Thursday, September 3, 2009

SOUL MOUNTAIN


For my one faithful reader, I want to apologize for not fulfilling the promise of a poem a day. I want to say that life got in the way but that's no excuse for not actively trying to create beauty in the world. Please accept my apology...

HENRY wrote this next poem. HENRY is a professor who struggled for a long time to keep his marriage together. HENRY would like to think he's not to blame for anything that happened, but I suspect, deep down, he knows differently. Everybody likes to feel loved. Everybody has their breaking point.

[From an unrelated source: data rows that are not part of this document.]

PR #648, opened 2023-12-15
feat(activate): run command interactively if provided

ysndr:
A very preliminary implementation of `flox activate --`
Instead of opening an interactive shell with `exec shell`,
its passing down the run arguments to the shell as `shell -i -c <run args>`.
Being interactive it does all the initializations of the flox environment which are tied to the rc files.

### DIFF
--- a/cli/flox/src/commands/environment.rs
+++ b/cli/flox/src/commands/environment.rs
@@ -278,6 +278,10 @@ impl Delete {
 pub struct Activate {
     #[bpaf(external(environment_select), fallback(Default::default()))]
     environment: EnvironmentSelect,
+
+    /// Command to run interactively in the context of the environment
+    #[bpaf(positional("cmd"), strict, many)]
+    run_args: Vec<String>,
 }
 
 impl Activate {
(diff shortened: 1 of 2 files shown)


ysndr:
I haven't looked up how we did it before in a while, and maybe the initalization has to be very different, but for now my initial tests of this seem to work.

ghudgins (approved):
tested and LGTM
image

mkenigs (changes requested):
If you want to address in followup PRs feel free to dismiss this review, but I think this needs tests to close the ticket. Activate needs to get PATH, hooks, env vars, and RC files all correct

ysndr:
@mkenigs added tests!

mkenigs (approved):

cli/flox/src/commands/environment.rs
```diff
@@ -396,6 +400,12 @@ impl Activate {
             bail!("Unsupported SHELL '{shell}'");
         };
 
+        if !self.run_args.is_empty() {
+            command.arg("-i");
```
mkenigs, line 404: I think maybe we shouldn't pass `-i`, because I think that's contrary to expectations/what interactive means. But that would require reworking our init scripts a bit

ysndr: Yeah the `-i` was the quickest way to get echt files and all our integration with it working.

I just wish HENRY realized this earlier...





SOUL MOUNTAIN

One warm winter morning
when the weather felt like spring
and the impending divorce hadn’t deadened my desire
to do all things daring,
my wife and I hiked Soul Mountain.

We journeyed side-by-side, not six inches apart,
and I kept brushing my arm up against hers,
hoping she’d grab it, hoping we’d walk hand in hand,
yet every time we touched, she’d move further away,
every time I spoke, she’d answer with silence.

So, finally, I just focused on the forest:
on the trees, on the rocks,
on the small bands of light reflecting
off of hidden patches of snow and ice.

What started as two tracks, ended as one,
and I spent the afternoon staring at the clouds,
feeling as lonely as the sky, as lonely as the world,
as lonely as a solitary tombstone forever framed by falling flowers.